Nassau DA eyes short-term treatment for teen heroin addicts

Noah Manskar
Nassau County District Attorney Madeline Singas. (Photo by Noah Manskar)

The Nassau County District Attorney’s office will soon take further steps toward opening a facility for teens struggling with opioid addiction.

The office will select an organization in the coming weeks to operate a facility where adolescents can be treated for drug withdrawal before moving into long-term addiction treatment, District Attorney Madeline Singas said last week.

The DA’s office issued a request for proposals in November for such a program, which would supplement its existing partnership with the New Hope Crisis Center in Freeport. That facility cannot accommodate anyone younger than 18, so a separate location is needed, Singas said.

“It’s needed in this county, sadly, for kids that are that young to have that kind of treatment,” Singas told the South Side Civic Association in Floral Park last Thursday.

The DA’s office will fund the new eight-to-10-bed facility with $2.5 million from its asset forfeiture fund, a pool of money seized from criminals and used to fund public programs, Singas said.

The new program will start at least six months from now, Brendan Brosh, a Singas spokesman, said in an email.

The office paid the New Hope Crisis Center, operated by Port Jefferson-based Maryhaven Center for Hope, $685,000 from the asset forfeiture fund to keep its 30-bed facility open to new patients 24 hours a day, Brosh said.

Heroin and other opioids, such as the prescription drugs oxycodone and codeine, killed 210 people in Nassau County in 2015, according to county data.

Addicts who are hospitalized for drug overdoses go through withdrawal after they are released, something their families are often not equipped to handle, Singas told the civic group. They often subsequently relapse and start using drugs again, she said.

The New Hope Crisis Center gives opioid addicts short-term treatment and offer social services to help their families as they try to get the addicts long-term care, Singas said. The goal is to do the same for teens at the new facility, she said.

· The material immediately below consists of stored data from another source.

PR #2172, opened 2019-07-08
Make global domain check optional when register domain in CLI

vancexu:
Currently it is too strict to force user add cluster info for local domain.  For example, https://github.com/uber/cadence/pull/2169 user should only need
 `cadence --do samples-domain2 d re` instead of  
`cadence --do samples-domain2 d re --global_domain false --active_cluster active --clusters active`

This PR makes global_domain flag optional. It use server side check so that it make sure:
if server enable cross dc then global_domain flag is must provided.

### DIFF
--- a/service/frontend/domainHandler.go
+++ b/service/frontend/domainHandler.go
@@ -116,7 +116,7 @@ func (d *domainHandlerImpl) registerDomain(
 
 	activeClusterName := d.clusterMetadata.GetCurrentClusterName()
 	// input validation on cluster names
-	if registerRequest.ActiveClusterName != nil {
+	if len(registerRequest.GetActiveClusterName()) != 0 {
 		activeClusterName = registerRequest.GetActiveClusterName()
 	}
 	clusters := []*persistence.ClusterReplicationConfig{}
--- a/service/frontend/domainHandler.go
+++ b/service/frontend/domainHandler.go
@@ -116,7 +116,7 @@ func (d *domainHandlerImpl) registerDomain(
 
 	activeClusterName := d.clusterMetadata.GetCurrentClusterName()
 	// input validation on cluster names
-	if len(registerRequest.GetActiveClusterName()) != 0 {
+	if registerRequest.ActiveClusterName != nil {
 		activeClusterName = registerRequest.GetActiveClusterName()
 	}
 	clusters := []*persistence.ClusterReplicationConfig{}
--- a/service/frontend/domainHandler_GlobalDomainDisabled_test.go
+++ b/service/frontend/domainHandler_GlobalDomainDisabled_test.go
@@ -165,6 +165,7 @@ func (s *domainHandlerGlobalDomainDisabledSuite) TestRegisterGetDomain_AllDefaul
 	err := s.handler.registerDomain(context.Background(), &shared.RegisterDomainRequest{
 		Name:                                   common.StringPtr(domainName),
 		WorkflowExecutionRetentionPeriodInDays: common.Int32Ptr(retention),
+		ActiveClusterName:                      common.StringPtr(""),
 	})
 	s.Nil(err)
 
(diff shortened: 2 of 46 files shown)


tools/cli/commands.go
```diff
@@ -208,10 +208,16 @@ func RegisterDomain(c *cli.Context) {
 	}
 
 	var activeClusterName string
+	var clusters []*shared.ClusterReplicationConfiguration
+	if !isGlobalDomain { // set default for local domain
+		activeClusterName = "active"
+		clusters = append(clusters, &shared.ClusterReplicationConfiguration{
```
shreyassrivatsan: nit: when stacking make this the below for clarity.

```
		clusters = append(
                      clusters, 
                      &shared.ClusterReplicationConfiguration{
			    ClusterName: common.StringPtr("active"),
		      },
                  )

```

wxing1292:
the cluster info is not required:
https://github.com/uber/cadence/blob/master/service/frontend/domainHandler.go#L117

the one thing that should be done is to drop the requirement of --global_domain flag, so if CLI not seeing that, set "IsGlobalDomain" in the register request to be null and let server do the check

vancexu:
> the cluster info is not required:
> https://github.com/uber/cadence/blob/master/service/frontend/domainHandler.go#L117
> 
> the one thing that should be done is to drop the requirement of --global_domain flag, so if CLI not seeing that, set "IsGlobalDomain" in the register request to be null and let server do the check

Agree. 
There is a small missing check in frontend leads to default not set correctly. 
After this PR in local domain register will be simple as previous `cadence --do samples-domain2 d re`

service/frontend/domainHandler.go
```diff
@@ -116,7 +116,7 @@ func (d *domainHandlerImpl) registerDomain(
 
 	activeClusterName := d.clusterMetadata.GetCurrentClusterName()
 	// input validation on cluster names
-	if registerRequest.ActiveClusterName != nil {
+	if len(registerRequest.GetActiveClusterName()) != 0 {
```
wxing1292: there is additional cluster name check below, plz change this back

service/frontend/domainHandler_GlobalDomainDisabled_test.go
```diff
@@ -165,6 +165,7 @@ func (s *domainHandlerGlobalDomainDisabledSuite) TestRegisterGetDomain_AllDefaul
 	err := s.handler.registerDomain(context.Background(), &shared.RegisterDomainRequest{
 		Name:                                   common.StringPtr(domainName),
 		WorkflowExecutionRetentionPeriodInDays: common.Int32Ptr(retention),
+		ActiveClusterName:                      common.StringPtr(""),
```
wxing1292: same as above

tools/cli/commands.go
```diff
@@ -183,9 +183,7 @@ func RegisterDomain(c *cli.Context) {
 		}
 	}
 	isGlobalDomain := false
```
wxing1292: this should be a pointer, and set to nil

tools/cli/commands.go
```diff
@@ -183,9 +183,7 @@ func RegisterDomain(c *cli.Context) {
...
-	if !c.IsSet(FlagIsGlobalDomain) {
-		ErrorAndExit(fmt.Sprintf("Option %s must be provided.", FlagIsGlobalDomain), err)
-	} else {
+	if c.IsSet(FlagIsGlobalDomain) {
 		isGlobalDomain, err = strconv.ParseBool(c.String(FlagIsGlobalDomain))
```
wxing1292: when the FlagIsGlobalDomain is set, then use this value to set the `isGlobalDomain` pointer

tools/cli/domain.go
```diff
@@ -95,7 +95,7 @@ func newDomainCommands() []cli.Command {
 				},
 				cli.StringFlag{
 					Name:  FlagIsGlobalDomainWithAlias,
-					Usage: "Flag to indicate whether domain is a global domain",
+					Usage: "Flag to indicate whether domain is a global domain, default to false if not provided",
```
wxing1292: there should be no default value

PR #2174, opened 2019-07-08
Replace archiver with provider 

yycptt:
This diff only replace history/visibility archiver in bootstrap params, frontend, history, worker with archiver provider.

Currently, it's not used anywhere. The switch from blobstore interface to archiver interface will be done later, after static config and domain record are updated.


host/onebox.go
```diff
@@ -424,7 +424,7 @@ func (c *cadenceImpl) startFrontend(hosts map[string][]string, startWG *sync.Wai
 	frontendConfig := frontend.NewConfig(dc, c.historyConfig.NumHistoryShards, c.workerConfig.EnableIndexer)
 	c.frontendHandler = frontend.NewWorkflowHandler(
 		c.frontEndService, frontendConfig, c.metadataMgr, c.historyMgr, c.historyV2Mgr,
-		c.visibilityMgr, kafkaProducer, params.BlobstoreClient, nil, nil)
+		c.visibilityMgr, kafkaProducer, params.BlobstoreClient, nil)
```
andrewjdawson2016: Can you file a task to write integration using archiver?

yycptt: Task Created. #2187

“That person’s boots never have to hit the ground — they can go from an emergency room to Maryhaven to a long-term treatment facility,'” Singas said.

Singas’ plan for the adolescent facility has drawn praise from drug treatment efforts.

It’s one of several initiatives in her office to better treat and prevent drug use among young people.

DA’s office staff also train school nurses to recognize signs of drug addiction and overdose, and show them how to administer naloxone, an antidote for opioid overdoses, Singas said.

“Instead of sort of not recognizing it, we’re saying to schools, ‘Look, it’s happening, you can’t deny that it’s happening, so let’s help get these kids the help that they need,'” Singas said.